## Data supplied:
/---
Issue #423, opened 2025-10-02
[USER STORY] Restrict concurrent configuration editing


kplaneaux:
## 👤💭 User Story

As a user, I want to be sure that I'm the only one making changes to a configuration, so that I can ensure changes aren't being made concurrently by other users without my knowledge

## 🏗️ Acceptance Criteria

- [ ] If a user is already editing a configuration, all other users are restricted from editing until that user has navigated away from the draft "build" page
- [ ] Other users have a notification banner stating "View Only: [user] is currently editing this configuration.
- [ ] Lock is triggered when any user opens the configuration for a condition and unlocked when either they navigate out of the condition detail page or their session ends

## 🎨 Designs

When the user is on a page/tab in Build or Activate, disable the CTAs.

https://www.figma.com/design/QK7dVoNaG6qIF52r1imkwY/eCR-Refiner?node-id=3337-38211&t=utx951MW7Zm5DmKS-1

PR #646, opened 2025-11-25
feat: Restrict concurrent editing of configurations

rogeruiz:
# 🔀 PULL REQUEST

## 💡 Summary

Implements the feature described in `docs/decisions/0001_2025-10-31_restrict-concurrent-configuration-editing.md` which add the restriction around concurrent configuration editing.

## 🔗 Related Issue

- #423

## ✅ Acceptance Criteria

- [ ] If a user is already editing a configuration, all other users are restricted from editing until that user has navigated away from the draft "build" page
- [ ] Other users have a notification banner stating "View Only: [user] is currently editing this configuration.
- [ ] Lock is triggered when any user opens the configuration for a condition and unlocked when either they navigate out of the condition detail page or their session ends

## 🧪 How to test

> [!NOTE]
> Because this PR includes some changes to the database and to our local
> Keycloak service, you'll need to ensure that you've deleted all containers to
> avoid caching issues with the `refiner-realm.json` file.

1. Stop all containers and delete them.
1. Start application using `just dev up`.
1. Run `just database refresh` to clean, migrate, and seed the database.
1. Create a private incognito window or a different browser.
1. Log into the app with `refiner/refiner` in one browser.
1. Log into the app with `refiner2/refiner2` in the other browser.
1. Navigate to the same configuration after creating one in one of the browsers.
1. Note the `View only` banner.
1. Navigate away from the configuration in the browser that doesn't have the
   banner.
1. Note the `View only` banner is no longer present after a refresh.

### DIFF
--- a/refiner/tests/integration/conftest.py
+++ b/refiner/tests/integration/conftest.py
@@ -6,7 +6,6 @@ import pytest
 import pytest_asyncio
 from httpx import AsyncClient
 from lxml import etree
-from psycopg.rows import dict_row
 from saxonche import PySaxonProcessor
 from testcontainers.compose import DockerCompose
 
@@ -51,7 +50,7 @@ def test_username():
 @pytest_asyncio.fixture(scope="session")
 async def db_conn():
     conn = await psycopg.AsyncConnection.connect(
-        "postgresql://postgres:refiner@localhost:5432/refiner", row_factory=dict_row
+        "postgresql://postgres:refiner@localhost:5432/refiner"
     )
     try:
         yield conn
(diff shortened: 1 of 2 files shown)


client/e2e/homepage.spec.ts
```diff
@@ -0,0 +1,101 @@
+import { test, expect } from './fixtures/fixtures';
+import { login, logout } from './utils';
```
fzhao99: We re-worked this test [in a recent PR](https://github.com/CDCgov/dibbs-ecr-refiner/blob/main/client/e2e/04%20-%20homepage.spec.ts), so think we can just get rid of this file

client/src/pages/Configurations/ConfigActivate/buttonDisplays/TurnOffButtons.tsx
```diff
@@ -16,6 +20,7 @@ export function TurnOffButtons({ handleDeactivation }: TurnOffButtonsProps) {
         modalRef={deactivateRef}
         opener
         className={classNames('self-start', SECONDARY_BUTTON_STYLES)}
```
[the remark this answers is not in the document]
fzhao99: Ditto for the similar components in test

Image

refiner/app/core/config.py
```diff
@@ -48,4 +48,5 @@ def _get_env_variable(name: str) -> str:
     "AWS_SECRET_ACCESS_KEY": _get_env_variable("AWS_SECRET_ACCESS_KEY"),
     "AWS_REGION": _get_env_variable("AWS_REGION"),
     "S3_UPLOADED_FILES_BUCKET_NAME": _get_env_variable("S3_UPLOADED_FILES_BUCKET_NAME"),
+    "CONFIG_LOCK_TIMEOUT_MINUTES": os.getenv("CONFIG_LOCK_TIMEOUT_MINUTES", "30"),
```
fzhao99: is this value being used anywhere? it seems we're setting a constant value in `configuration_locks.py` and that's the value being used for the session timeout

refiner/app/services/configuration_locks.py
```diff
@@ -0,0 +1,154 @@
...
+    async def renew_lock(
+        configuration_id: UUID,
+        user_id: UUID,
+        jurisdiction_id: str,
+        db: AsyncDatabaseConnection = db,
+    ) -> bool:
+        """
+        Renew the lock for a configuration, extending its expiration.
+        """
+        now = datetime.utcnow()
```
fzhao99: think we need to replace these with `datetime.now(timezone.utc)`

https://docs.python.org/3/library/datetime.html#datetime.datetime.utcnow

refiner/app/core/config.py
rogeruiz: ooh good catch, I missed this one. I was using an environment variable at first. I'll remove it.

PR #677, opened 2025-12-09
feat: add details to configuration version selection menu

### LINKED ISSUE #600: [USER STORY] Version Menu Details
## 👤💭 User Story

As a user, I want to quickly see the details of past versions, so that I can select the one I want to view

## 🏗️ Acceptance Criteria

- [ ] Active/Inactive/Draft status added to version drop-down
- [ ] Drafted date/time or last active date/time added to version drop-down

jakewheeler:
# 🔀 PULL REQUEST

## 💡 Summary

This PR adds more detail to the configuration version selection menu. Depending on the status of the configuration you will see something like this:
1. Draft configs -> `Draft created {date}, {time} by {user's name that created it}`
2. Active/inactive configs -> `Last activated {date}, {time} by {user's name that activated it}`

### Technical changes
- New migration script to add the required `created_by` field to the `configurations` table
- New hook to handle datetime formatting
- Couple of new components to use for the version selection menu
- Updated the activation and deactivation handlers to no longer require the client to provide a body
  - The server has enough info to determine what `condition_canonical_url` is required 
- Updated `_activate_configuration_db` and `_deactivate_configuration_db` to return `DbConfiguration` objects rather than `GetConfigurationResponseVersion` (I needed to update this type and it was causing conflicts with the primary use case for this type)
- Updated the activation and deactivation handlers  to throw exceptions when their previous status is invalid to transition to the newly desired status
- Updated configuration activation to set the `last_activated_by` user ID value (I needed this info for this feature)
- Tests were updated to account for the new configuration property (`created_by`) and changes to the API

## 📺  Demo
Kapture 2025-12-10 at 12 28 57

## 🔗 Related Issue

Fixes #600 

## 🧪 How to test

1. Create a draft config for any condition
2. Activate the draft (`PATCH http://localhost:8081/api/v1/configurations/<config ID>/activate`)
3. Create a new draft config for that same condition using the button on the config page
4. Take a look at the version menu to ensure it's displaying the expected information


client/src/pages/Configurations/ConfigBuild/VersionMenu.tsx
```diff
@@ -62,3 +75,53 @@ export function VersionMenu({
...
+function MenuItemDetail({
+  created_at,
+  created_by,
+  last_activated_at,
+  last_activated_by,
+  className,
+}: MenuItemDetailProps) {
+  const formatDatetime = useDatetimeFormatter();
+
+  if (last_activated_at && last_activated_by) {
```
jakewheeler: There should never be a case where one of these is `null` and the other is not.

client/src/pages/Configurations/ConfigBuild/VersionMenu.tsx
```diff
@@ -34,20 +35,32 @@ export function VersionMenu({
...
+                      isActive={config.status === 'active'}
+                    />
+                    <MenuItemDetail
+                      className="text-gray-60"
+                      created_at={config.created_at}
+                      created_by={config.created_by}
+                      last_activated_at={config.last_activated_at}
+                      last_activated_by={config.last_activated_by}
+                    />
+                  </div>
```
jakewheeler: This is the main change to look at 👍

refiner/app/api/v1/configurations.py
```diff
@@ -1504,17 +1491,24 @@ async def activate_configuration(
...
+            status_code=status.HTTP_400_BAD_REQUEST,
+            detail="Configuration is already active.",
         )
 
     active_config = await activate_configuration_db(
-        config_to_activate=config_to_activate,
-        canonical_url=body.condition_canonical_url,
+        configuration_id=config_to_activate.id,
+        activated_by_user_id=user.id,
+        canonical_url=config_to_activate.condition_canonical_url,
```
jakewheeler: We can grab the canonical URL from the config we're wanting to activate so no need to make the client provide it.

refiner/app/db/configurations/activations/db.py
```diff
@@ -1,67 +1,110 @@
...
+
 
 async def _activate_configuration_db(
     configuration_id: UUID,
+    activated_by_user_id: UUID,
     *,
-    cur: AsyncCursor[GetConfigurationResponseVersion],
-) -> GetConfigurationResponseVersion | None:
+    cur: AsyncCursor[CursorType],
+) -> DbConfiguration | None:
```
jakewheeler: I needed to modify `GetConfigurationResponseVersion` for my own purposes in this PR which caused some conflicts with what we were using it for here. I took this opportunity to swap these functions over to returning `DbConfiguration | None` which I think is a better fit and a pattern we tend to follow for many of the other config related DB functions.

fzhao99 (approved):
\---
/---
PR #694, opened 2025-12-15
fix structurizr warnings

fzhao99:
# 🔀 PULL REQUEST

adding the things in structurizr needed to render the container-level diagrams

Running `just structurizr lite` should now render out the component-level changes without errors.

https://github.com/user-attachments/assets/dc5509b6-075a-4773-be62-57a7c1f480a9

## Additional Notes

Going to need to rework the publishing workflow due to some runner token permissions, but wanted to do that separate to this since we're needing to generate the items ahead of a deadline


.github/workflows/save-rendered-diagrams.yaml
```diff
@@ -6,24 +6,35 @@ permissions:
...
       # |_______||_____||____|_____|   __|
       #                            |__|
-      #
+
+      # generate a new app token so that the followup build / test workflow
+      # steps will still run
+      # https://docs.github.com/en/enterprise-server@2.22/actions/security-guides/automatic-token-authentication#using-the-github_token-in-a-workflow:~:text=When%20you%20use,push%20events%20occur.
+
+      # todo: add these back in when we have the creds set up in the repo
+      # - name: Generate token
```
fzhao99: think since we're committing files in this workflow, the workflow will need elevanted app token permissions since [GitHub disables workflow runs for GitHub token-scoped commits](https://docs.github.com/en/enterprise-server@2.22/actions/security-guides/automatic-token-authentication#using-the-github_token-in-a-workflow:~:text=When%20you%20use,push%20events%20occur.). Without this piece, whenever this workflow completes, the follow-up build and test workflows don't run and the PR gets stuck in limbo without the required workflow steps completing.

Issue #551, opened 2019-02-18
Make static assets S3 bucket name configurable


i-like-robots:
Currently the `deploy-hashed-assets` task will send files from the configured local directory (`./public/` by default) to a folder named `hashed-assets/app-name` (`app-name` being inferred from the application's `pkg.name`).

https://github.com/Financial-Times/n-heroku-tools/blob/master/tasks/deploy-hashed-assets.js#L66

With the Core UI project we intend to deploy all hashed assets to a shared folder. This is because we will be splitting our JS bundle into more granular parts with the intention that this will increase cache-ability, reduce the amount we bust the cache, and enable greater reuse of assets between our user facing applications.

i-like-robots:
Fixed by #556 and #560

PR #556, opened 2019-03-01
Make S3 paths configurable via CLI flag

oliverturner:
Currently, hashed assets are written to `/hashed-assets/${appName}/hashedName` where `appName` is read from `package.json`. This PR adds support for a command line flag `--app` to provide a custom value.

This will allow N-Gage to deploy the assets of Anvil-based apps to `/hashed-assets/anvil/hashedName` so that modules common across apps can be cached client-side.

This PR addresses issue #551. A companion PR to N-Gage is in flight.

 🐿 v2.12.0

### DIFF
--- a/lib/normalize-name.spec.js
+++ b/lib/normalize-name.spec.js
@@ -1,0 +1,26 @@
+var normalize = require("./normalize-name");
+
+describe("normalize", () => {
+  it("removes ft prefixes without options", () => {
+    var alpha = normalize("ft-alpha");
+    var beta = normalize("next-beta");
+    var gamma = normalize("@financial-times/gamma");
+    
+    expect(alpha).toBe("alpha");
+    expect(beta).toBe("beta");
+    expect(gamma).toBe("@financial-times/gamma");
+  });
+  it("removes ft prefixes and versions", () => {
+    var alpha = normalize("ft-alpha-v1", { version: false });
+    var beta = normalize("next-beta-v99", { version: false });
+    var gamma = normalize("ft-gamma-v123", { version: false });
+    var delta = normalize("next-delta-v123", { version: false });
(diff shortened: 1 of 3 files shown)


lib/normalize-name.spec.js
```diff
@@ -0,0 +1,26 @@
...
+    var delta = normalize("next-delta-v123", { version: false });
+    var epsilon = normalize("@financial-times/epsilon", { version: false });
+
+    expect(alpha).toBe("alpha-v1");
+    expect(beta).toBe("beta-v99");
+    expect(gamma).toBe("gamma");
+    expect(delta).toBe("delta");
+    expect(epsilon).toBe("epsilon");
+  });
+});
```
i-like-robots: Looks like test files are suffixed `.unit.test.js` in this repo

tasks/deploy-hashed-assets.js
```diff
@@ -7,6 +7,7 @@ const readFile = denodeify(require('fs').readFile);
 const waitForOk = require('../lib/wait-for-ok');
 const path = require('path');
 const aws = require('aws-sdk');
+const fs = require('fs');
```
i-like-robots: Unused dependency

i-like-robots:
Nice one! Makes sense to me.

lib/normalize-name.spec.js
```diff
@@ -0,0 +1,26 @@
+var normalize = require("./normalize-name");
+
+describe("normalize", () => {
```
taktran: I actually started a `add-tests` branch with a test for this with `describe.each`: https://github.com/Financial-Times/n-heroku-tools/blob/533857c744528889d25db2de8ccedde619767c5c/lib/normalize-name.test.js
\---
/---
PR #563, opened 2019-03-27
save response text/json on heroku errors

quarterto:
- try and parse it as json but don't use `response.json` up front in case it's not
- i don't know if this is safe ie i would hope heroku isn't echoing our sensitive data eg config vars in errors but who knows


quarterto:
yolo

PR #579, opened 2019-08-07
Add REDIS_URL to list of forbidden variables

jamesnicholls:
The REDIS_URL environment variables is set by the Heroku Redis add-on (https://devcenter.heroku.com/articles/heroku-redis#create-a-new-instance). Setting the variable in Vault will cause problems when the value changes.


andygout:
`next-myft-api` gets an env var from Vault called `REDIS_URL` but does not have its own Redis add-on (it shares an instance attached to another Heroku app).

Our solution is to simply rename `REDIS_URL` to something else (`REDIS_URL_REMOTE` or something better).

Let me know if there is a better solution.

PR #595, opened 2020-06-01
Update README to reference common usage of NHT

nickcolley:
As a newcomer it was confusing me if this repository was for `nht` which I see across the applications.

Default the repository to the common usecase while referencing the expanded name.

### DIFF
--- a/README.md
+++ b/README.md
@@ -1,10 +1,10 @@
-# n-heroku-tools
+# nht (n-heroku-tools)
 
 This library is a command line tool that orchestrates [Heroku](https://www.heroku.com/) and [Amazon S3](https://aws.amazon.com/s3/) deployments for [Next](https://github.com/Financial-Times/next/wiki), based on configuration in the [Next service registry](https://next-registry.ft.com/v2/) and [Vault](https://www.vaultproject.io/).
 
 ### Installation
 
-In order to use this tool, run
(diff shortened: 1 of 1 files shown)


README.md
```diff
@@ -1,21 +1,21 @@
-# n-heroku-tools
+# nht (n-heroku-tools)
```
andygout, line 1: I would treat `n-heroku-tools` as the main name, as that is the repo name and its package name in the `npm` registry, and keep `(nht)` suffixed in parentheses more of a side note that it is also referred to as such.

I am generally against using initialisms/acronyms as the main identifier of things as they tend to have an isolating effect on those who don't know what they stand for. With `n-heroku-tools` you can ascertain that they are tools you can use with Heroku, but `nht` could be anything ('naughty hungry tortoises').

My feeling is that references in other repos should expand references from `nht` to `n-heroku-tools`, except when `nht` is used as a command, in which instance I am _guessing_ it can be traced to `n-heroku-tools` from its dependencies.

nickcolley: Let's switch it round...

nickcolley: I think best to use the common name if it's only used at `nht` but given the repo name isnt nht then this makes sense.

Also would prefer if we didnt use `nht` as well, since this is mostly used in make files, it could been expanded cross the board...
\---
## Required action:
Since only part of the listing is wanted, copy exactly the lines from the one holding "Issue #423, opened 2025-10-02" to the one holding "## ✅ Acceptance Criteria", both included.

## Result of this exercise:
Issue #423, opened 2025-10-02
[USER STORY] Restrict concurrent configuration editing


kplaneaux:
## 👤💭 User Story

As a user, I want to be sure that I'm the only one making changes to a configuration, so that I can ensure changes aren't being made concurrently by other users without my knowledge

## 🏗️ Acceptance Criteria

- [ ] If a user is already editing a configuration, all other users are restricted from editing until that user has navigated away from the draft "build" page
- [ ] Other users have a notification banner stating "View Only: [user] is currently editing this configuration.
- [ ] Lock is triggered when any user opens the configuration for a condition and unlocked when either they navigate out of the condition detail page or their session ends

## 🎨 Designs

When the user is on a page/tab in Build or Activate, disable the CTAs.

https://www.figma.com/design/QK7dVoNaG6qIF52r1imkwY/eCR-Refiner?node-id=3337-38211&t=utx951MW7Zm5DmKS-1

PR #646, opened 2025-11-25
feat: Restrict concurrent editing of configurations

rogeruiz:
# 🔀 PULL REQUEST

## 💡 Summary

Implements the feature described in `docs/decisions/0001_2025-10-31_restrict-concurrent-configuration-editing.md` which add the restriction around concurrent configuration editing.

## 🔗 Related Issue

- #423

## ✅ Acceptance Criteria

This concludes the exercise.